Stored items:
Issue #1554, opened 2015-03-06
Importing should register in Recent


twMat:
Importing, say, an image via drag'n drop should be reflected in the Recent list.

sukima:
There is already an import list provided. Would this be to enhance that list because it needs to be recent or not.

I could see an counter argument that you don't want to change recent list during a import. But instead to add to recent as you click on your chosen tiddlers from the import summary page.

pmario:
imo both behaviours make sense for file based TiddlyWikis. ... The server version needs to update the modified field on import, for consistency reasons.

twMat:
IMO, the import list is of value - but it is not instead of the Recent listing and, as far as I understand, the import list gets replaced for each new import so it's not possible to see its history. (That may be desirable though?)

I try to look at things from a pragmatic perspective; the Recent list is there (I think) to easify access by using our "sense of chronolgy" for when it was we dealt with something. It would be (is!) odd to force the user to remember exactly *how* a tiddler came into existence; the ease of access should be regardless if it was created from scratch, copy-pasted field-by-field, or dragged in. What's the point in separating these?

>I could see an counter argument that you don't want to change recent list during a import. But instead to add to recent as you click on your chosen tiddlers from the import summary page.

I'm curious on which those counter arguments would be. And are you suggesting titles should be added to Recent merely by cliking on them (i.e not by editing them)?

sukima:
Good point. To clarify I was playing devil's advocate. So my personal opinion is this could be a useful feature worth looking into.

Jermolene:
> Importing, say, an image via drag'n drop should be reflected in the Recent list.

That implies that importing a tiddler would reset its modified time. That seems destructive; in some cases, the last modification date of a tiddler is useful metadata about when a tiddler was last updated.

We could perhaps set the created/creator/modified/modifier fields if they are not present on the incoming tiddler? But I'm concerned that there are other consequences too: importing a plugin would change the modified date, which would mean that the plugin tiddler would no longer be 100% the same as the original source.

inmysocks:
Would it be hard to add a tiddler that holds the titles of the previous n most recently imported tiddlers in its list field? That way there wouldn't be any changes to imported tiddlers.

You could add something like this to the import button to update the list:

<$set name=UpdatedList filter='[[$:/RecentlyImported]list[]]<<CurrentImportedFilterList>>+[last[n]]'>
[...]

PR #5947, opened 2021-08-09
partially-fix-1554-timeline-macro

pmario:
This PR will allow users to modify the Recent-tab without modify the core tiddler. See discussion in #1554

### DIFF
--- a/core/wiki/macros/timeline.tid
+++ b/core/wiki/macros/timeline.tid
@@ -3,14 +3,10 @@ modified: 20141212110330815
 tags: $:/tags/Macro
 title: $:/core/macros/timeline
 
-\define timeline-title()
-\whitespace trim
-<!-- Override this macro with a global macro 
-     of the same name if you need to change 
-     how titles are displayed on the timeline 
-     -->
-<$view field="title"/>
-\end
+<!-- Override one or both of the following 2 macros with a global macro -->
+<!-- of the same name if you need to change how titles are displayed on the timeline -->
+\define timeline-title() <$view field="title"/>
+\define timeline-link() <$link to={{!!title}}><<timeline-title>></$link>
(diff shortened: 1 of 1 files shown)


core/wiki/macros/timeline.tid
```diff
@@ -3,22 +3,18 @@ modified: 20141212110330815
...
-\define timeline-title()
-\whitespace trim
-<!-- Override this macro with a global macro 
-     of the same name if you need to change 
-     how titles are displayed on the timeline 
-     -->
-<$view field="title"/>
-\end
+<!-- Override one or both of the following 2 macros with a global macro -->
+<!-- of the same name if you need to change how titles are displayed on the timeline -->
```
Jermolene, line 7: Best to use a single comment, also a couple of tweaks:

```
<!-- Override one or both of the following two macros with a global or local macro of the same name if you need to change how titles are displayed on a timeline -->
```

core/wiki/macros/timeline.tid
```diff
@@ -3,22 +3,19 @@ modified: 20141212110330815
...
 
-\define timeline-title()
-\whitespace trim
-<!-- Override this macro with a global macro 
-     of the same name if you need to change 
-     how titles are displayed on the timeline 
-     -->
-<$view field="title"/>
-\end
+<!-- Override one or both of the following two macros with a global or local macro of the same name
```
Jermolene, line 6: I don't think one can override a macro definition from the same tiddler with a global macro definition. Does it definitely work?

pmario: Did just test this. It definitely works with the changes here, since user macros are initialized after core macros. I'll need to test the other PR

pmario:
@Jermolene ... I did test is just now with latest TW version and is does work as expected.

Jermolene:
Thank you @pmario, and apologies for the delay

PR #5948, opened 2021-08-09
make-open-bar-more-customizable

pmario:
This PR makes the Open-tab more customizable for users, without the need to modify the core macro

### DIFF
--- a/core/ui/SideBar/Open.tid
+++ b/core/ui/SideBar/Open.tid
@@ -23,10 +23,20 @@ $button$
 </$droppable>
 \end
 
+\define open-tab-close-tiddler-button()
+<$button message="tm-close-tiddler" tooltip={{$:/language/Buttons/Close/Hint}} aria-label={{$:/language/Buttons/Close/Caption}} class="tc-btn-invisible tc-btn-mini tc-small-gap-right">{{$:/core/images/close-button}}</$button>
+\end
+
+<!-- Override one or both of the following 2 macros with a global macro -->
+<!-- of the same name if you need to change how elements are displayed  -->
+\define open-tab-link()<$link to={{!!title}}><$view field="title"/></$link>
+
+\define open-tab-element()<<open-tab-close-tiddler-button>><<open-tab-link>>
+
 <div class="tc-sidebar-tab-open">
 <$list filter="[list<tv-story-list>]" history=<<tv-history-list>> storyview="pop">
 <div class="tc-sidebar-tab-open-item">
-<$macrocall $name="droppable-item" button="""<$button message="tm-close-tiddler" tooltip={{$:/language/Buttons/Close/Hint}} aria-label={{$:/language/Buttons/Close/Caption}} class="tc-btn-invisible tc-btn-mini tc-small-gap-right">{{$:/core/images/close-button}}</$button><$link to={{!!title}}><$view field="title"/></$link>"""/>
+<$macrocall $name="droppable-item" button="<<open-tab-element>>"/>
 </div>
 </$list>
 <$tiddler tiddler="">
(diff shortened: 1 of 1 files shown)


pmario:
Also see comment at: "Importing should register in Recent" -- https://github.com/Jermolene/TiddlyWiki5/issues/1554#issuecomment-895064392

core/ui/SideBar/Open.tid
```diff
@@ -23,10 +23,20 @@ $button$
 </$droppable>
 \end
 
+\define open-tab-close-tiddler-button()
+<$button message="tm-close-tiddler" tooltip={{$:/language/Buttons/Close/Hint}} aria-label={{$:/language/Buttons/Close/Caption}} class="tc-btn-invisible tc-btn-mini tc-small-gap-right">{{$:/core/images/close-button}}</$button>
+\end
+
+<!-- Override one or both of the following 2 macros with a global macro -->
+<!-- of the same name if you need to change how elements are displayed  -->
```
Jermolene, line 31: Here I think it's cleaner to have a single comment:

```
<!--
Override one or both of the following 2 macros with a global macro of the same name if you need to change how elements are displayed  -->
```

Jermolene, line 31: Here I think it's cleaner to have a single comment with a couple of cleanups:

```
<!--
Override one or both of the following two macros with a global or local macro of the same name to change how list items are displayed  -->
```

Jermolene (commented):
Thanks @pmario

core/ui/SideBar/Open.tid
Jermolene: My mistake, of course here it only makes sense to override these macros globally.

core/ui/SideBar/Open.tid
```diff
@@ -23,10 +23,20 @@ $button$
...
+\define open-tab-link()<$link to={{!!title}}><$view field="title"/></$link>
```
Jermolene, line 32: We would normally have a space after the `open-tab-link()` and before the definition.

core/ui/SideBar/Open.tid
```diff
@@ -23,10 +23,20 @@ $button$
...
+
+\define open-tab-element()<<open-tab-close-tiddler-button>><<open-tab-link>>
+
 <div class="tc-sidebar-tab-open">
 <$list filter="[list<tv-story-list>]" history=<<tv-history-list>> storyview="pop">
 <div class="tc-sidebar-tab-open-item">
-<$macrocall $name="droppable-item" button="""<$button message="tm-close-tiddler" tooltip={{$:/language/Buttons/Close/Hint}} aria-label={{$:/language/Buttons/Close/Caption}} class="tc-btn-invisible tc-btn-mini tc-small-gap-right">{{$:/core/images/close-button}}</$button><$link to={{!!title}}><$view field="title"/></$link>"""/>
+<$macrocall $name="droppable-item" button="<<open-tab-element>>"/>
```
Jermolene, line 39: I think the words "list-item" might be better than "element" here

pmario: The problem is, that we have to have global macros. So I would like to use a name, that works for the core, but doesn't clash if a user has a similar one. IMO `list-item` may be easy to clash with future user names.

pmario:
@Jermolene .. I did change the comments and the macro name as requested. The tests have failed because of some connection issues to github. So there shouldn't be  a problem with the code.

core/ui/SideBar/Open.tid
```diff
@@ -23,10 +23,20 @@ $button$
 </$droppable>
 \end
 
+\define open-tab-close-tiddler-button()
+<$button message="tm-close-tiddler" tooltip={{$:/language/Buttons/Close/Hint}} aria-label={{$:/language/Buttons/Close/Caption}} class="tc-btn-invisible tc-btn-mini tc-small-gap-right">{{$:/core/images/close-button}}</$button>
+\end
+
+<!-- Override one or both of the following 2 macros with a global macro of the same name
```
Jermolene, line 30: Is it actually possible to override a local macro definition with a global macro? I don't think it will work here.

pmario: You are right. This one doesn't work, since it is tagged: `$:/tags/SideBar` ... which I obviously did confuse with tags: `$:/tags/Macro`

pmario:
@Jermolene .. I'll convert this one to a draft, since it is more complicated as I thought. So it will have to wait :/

* **Work required**:
In exact wording, restate the lines of the data above from the first through the one holding "IMO, the import", and stop after that line.

* **Solution for this task**:
Issue #1554, opened 2015-03-06
Importing should register in Recent


twMat:
Importing, say, an image via drag'n drop should be reflected in the Recent list.

sukima:
There is already an import list provided. Would this be to enhance that list because it needs to be recent or not.

I could see an counter argument that you don't want to change recent list during a import. But instead to add to recent as you click on your chosen tiddlers from the import summary page.

pmario:
imo both behaviours make sense for file based TiddlyWikis. ... The server version needs to update the modified field on import, for consistency reasons.

twMat:
IMO, the import list is of value - but it is not instead of the Recent listing and, as far as I understand, the import list gets replaced for each new import so it's not possible to see its history. (That may be desirable though?)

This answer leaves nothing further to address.